How to complete this task -> In full and without changes, output the data.

Saved entries ->
PR #618, opened 2025-10-23
hvt_module_net: do not return EAGAIN on a read of 0 bytes

### LINKED ISSUE #559: Solo5-hvt reads on network devices returns `SOLO5_R_AGAIN` on EOF
When a hypercall-initiated read on a network device returns 0 (EOF) the tender returns `SOLO5_R_AGAIN`. In mirage-net-solo5 this results in `listen` retrying the read. If the file descriptor is really closed this will end in an infinite loop.

https://github.com/Solo5/solo5/blob/bf29b8af11feec9dbc2e74ccdc69bc1e0cbf5dfe/tenders/hvt/hvt_module_net.c#L77-L82

The spt target does **not** do anything special in the case of `read(2)` returns 0 as far as I can tell.

It is unclear to me if a file descriptor for a tap device could ever return EOF. I observe this by abusing the file descriptor mechanism for passing network devices in https://github.com/reynir/mirage-cat

hannesm:
fixes #559 //cc @reynir

### DIFF
--- a/tenders/hvt/hvt_module_net.c
+++ b/tenders/hvt/hvt_module_net.c
@@ -75,8 +75,7 @@ static void hypercall_net_read(struct hvt *hvt, hvt_gpa_t gpa)
     int ret;
 
     ret = read(e->b.hostfd, HVT_CHECKED_GPA_P(hvt, rd->data, rd->len), rd->len);
-    if ((ret == 0) ||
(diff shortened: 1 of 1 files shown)


hannesm:
Let's close this, since there isn't too much interest in modifying the semantics.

Result of this exercise ->
PR #618, opened 2025-10-23
hvt_module_net: do not return EAGAIN on a read of 0 bytes

### LINKED ISSUE #559: Solo5-hvt reads on network devices returns `SOLO5_R_AGAIN` on EOF
When a hypercall-initiated read on a network device returns 0 (EOF) the tender returns `SOLO5_R_AGAIN`. In mirage-net-solo5 this results in `listen` retrying the read. If the file descriptor is really closed this will end in an infinite loop.

https://github.com/Solo5/solo5/blob/bf29b8af11feec9dbc2e74ccdc69bc1e0cbf5dfe/tenders/hvt/hvt_module_net.c#L77-L82

The spt target does **not** do anything special in the case of `read(2)` returns 0 as far as I can tell.

It is unclear to me if a file descriptor for a tap device could ever return EOF. I observe this by abusing the file descriptor mechanism for passing network devices in https://github.com/reynir/mirage-cat

hannesm:
fixes #559 //cc @reynir

### DIFF
--- a/tenders/hvt/hvt_module_net.c
+++ b/tenders/hvt/hvt_module_net.c
@@ -75,8 +75,7 @@ static void hypercall_net_read(struct hvt *hvt, hvt_gpa_t gpa)
     int ret;
 
     ret = read(e->b.hostfd, HVT_CHECKED_GPA_P(hvt, rd->data, rd->len), rd->len);
-    if ((ret == 0) ||
(diff shortened: 1 of 1 files shown)


hannesm:
Let's close this, since there isn't too much interest in modifying the semantics.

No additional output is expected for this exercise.